_WORK ITEM_
What follows is a set of records. Repeat every one of them exactly.

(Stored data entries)
____________

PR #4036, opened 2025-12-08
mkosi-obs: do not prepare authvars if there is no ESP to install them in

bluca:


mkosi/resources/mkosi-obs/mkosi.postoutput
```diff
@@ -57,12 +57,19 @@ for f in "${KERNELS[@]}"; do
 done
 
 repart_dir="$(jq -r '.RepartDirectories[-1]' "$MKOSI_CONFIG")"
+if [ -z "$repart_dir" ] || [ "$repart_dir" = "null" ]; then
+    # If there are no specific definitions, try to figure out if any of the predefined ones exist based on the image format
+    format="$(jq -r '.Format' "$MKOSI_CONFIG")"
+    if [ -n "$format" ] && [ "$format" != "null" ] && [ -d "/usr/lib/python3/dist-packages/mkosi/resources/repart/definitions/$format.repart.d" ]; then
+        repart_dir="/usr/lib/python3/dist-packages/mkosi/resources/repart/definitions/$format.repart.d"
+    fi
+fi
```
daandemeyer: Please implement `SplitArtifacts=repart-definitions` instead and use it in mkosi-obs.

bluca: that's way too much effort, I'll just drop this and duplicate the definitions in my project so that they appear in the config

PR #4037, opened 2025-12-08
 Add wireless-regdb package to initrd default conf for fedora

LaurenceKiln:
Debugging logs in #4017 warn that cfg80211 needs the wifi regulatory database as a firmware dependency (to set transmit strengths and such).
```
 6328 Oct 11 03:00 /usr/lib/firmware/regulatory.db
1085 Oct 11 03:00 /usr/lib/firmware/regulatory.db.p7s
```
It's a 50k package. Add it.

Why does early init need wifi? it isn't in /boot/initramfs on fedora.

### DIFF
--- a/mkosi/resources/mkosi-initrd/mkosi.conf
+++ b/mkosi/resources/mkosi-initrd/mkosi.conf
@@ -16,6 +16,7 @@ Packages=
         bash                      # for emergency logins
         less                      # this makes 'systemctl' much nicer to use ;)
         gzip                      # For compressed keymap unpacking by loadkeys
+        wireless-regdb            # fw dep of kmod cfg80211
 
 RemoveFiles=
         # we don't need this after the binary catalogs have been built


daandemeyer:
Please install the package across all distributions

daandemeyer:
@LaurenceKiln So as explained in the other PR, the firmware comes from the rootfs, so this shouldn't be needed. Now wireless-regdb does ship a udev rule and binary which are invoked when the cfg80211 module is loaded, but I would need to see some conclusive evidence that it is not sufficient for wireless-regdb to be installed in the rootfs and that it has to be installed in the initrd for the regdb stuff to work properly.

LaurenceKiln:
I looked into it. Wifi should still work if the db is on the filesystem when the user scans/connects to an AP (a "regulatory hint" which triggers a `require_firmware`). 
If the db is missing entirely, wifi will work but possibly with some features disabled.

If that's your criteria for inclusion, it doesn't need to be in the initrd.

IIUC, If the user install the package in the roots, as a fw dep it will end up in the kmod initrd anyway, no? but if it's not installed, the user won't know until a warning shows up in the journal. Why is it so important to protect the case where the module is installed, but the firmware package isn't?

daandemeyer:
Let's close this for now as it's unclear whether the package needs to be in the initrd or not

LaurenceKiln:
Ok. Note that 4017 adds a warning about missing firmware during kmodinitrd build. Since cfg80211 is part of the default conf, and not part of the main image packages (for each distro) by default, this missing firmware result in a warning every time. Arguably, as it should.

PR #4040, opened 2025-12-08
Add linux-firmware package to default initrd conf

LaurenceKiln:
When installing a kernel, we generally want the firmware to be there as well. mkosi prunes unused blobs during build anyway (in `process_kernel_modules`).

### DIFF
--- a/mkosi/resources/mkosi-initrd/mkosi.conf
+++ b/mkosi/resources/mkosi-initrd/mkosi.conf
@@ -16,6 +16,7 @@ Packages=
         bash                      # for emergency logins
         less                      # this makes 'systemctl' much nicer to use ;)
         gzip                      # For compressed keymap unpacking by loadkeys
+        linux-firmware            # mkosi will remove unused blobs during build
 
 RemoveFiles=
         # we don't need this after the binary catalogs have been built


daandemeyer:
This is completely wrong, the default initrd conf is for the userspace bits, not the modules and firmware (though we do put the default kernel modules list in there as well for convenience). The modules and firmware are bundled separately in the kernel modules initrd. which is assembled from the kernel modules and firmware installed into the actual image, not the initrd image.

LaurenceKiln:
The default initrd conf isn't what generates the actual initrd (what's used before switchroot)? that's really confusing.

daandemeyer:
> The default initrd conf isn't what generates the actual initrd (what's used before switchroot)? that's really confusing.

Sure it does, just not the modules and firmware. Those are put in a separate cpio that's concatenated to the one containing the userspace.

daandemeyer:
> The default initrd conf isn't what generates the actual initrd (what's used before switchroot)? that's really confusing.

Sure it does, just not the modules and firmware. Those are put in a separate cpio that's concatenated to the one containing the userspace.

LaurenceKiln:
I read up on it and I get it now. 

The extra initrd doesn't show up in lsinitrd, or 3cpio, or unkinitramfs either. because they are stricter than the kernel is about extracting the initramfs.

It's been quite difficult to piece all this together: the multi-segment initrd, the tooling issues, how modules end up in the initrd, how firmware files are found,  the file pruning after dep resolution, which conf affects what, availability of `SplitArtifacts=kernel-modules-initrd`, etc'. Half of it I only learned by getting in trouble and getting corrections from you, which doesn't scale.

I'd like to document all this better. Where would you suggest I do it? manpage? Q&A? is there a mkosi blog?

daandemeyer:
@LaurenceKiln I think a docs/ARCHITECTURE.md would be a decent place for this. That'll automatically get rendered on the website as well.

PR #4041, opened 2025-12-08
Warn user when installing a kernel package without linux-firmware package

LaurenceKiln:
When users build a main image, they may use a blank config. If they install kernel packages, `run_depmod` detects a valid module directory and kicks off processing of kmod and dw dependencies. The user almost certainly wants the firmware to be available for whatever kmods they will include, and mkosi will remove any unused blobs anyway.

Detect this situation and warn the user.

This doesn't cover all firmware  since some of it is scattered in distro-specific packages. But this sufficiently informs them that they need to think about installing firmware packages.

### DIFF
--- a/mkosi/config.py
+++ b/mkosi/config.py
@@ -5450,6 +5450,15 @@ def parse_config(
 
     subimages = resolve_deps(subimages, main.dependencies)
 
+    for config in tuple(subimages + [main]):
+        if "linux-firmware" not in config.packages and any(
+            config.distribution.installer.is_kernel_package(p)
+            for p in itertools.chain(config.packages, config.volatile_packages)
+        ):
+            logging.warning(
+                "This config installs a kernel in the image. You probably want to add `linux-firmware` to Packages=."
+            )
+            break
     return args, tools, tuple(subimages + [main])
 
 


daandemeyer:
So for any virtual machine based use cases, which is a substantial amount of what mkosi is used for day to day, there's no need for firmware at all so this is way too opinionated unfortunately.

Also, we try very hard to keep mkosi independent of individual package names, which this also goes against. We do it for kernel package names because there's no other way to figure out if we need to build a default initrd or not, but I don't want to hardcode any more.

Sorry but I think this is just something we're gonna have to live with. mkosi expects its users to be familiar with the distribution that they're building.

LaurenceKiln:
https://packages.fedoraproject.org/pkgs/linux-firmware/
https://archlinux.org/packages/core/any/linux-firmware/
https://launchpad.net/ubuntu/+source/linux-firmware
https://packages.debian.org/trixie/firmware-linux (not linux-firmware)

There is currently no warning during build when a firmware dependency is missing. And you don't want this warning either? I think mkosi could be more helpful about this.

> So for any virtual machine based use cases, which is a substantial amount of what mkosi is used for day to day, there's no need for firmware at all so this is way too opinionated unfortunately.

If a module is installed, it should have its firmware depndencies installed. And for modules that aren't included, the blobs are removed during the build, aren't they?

____________

_ANSWER FOR THIS EXERCISE_
PR #4036, opened 2025-12-08
mkosi-obs: do not prepare authvars if there is no ESP to install them in

bluca:


mkosi/resources/mkosi-obs/mkosi.postoutput
```diff
@@ -57,12 +57,19 @@ for f in "${KERNELS[@]}"; do
 done
 
 repart_dir="$(jq -r '.RepartDirectories[-1]' "$MKOSI_CONFIG")"
+if [ -z "$repart_dir" ] || [ "$repart_dir" = "null" ]; then
+    # If there are no specific definitions, try to figure out if any of the predefined ones exist based on the image format
+    format="$(jq -r '.Format' "$MKOSI_CONFIG")"
+    if [ -n "$format" ] && [ "$format" != "null" ] && [ -d "/usr/lib/python3/dist-packages/mkosi/resources/repart/definitions/$format.repart.d" ]; then
+        repart_dir="/usr/lib/python3/dist-packages/mkosi/resources/repart/definitions/$format.repart.d"
+    fi
+fi
```
daandemeyer: Please implement `SplitArtifacts=repart-definitions` instead and use it in mkosi-obs.

bluca: that's way too much effort, I'll just drop this and duplicate the definitions in my project so that they appear in the config

PR #4037, opened 2025-12-08
 Add wireless-regdb package to initrd default conf for fedora

LaurenceKiln:
Debugging logs in #4017 warn that cfg80211 needs the wifi regulatory database as a firmware dependency (to set transmit strengths and such).
```
 6328 Oct 11 03:00 /usr/lib/firmware/regulatory.db
1085 Oct 11 03:00 /usr/lib/firmware/regulatory.db.p7s
```
It's a 50k package. Add it.

Why does early init need wifi? it isn't in /boot/initramfs on fedora.

### DIFF
--- a/mkosi/resources/mkosi-initrd/mkosi.conf
+++ b/mkosi/resources/mkosi-initrd/mkosi.conf
@@ -16,6 +16,7 @@ Packages=
         bash                      # for emergency logins
         less                      # this makes 'systemctl' much nicer to use ;)
         gzip                      # For compressed keymap unpacking by loadkeys
+        wireless-regdb            # fw dep of kmod cfg80211
 
 RemoveFiles=
         # we don't need this after the binary catalogs have been built


daandemeyer:
Please install the package across all distributions

daandemeyer:
@LaurenceKiln So as explained in the other PR, the firmware comes from the rootfs, so this shouldn't be needed. Now wireless-regdb does ship a udev rule and binary which are invoked when the cfg80211 module is loaded, but I would need to see some conclusive evidence that it is not sufficient for wireless-regdb to be installed in the rootfs and that it has to be installed in the initrd for the regdb stuff to work properly.

LaurenceKiln:
I looked into it. Wifi should still work if the db is on the filesystem when the user scans/connects to an AP (a "regulatory hint" which triggers a `require_firmware`). 
If the db is missing entirely, wifi will work but possibly with some features disabled.

If that's your criteria for inclusion, it doesn't need to be in the initrd.

IIUC, If the user install the package in the roots, as a fw dep it will end up in the kmod initrd anyway, no? but if it's not installed, the user won't know until a warning shows up in the journal. Why is it so important to protect the case where the module is installed, but the firmware package isn't?

daandemeyer:
Let's close this for now as it's unclear whether the package needs to be in the initrd or not

LaurenceKiln:
Ok. Note that 4017 adds a warning about missing firmware during kmodinitrd build. Since cfg80211 is part of the default conf, and not part of the main image packages (for each distro) by default, this missing firmware result in a warning every time. Arguably, as it should.

PR #4040, opened 2025-12-08
Add linux-firmware package to default initrd conf

LaurenceKiln:
When installing a kernel, we generally want the firmware to be there as well. mkosi prunes unused blobs during build anyway (in `process_kernel_modules`).

### DIFF
--- a/mkosi/resources/mkosi-initrd/mkosi.conf
+++ b/mkosi/resources/mkosi-initrd/mkosi.conf
@@ -16,6 +16,7 @@ Packages=
         bash                      # for emergency logins
         less                      # this makes 'systemctl' much nicer to use ;)
         gzip                      # For compressed keymap unpacking by loadkeys
+        linux-firmware            # mkosi will remove unused blobs during build
 
 RemoveFiles=
         # we don't need this after the binary catalogs have been built


daandemeyer:
This is completely wrong, the default initrd conf is for the userspace bits, not the modules and firmware (though we do put the default kernel modules list in there as well for convenience). The modules and firmware are bundled separately in the kernel modules initrd. which is assembled from the kernel modules and firmware installed into the actual image, not the initrd image.

LaurenceKiln:
The default initrd conf isn't what generates the actual initrd (what's used before switchroot)? that's really confusing.

daandemeyer:
> The default initrd conf isn't what generates the actual initrd (what's used before switchroot)? that's really confusing.

Sure it does, just not the modules and firmware. Those are put in a separate cpio that's concatenated to the one containing the userspace.

daandemeyer:
> The default initrd conf isn't what generates the actual initrd (what's used before switchroot)? that's really confusing.

Sure it does, just not the modules and firmware. Those are put in a separate cpio that's concatenated to the one containing the userspace.

LaurenceKiln:
I read up on it and I get it now. 

The extra initrd doesn't show up in lsinitrd, or 3cpio, or unkinitramfs either. because they are stricter than the kernel is about extracting the initramfs.

It's been quite difficult to piece all this together: the multi-segment initrd, the tooling issues, how modules end up in the initrd, how firmware files are found,  the file pruning after dep resolution, which conf affects what, availability of `SplitArtifacts=kernel-modules-initrd`, etc'. Half of it I only learned by getting in trouble and getting corrections from you, which doesn't scale.

I'd like to document all this better. Where would you suggest I do it? manpage? Q&A? is there a mkosi blog?

daandemeyer:
@LaurenceKiln I think a docs/ARCHITECTURE.md would be a decent place for this. That'll automatically get rendered on the website as well.

PR #4041, opened 2025-12-08
Warn user when installing a kernel package without linux-firmware package

LaurenceKiln:
When users build a main image, they may use a blank config. If they install kernel packages, `run_depmod` detects a valid module directory and kicks off processing of kmod and dw dependencies. The user almost certainly wants the firmware to be available for whatever kmods they will include, and mkosi will remove any unused blobs anyway.

Detect this situation and warn the user.

This doesn't cover all firmware  since some of it is scattered in distro-specific packages. But this sufficiently informs them that they need to think about installing firmware packages.

### DIFF
--- a/mkosi/config.py
+++ b/mkosi/config.py
@@ -5450,6 +5450,15 @@ def parse_config(
 
     subimages = resolve_deps(subimages, main.dependencies)
 
+    for config in tuple(subimages + [main]):
+        if "linux-firmware" not in config.packages and any(
+            config.distribution.installer.is_kernel_package(p)
+            for p in itertools.chain(config.packages, config.volatile_packages)
+        ):
+            logging.warning(
+                "This config installs a kernel in the image. You probably want to add `linux-firmware` to Packages=."
+            )
+            break
     return args, tools, tuple(subimages + [main])
 
 


daandemeyer:
So for any virtual machine based use cases, which is a substantial amount of what mkosi is used for day to day, there's no need for firmware at all so this is way too opinionated unfortunately.

Also, we try very hard to keep mkosi independent of individual package names, which this also goes against. We do it for kernel package names because there's no other way to figure out if we need to build a default initrd or not, but I don't want to hardcode any more.

Sorry but I think this is just something we're gonna have to live with. mkosi expects its users to be familiar with the distribution that they're building.

LaurenceKiln:
https://packages.fedoraproject.org/pkgs/linux-firmware/
https://archlinux.org/packages/core/any/linux-firmware/
https://launchpad.net/ubuntu/+source/linux-firmware
https://packages.debian.org/trixie/firmware-linux (not linux-firmware)

There is currently no warning during build when a firmware dependency is missing. And you don't want this warning either? I think mkosi could be more helpful about this.

> So for any virtual machine based use cases, which is a substantial amount of what mkosi is used for day to day, there's no need for firmware at all so this is way too opinionated unfortunately.

If a module is installed, it should have its firmware depndencies installed. And for modules that aren't included, the blobs are removed during the build, aren't they?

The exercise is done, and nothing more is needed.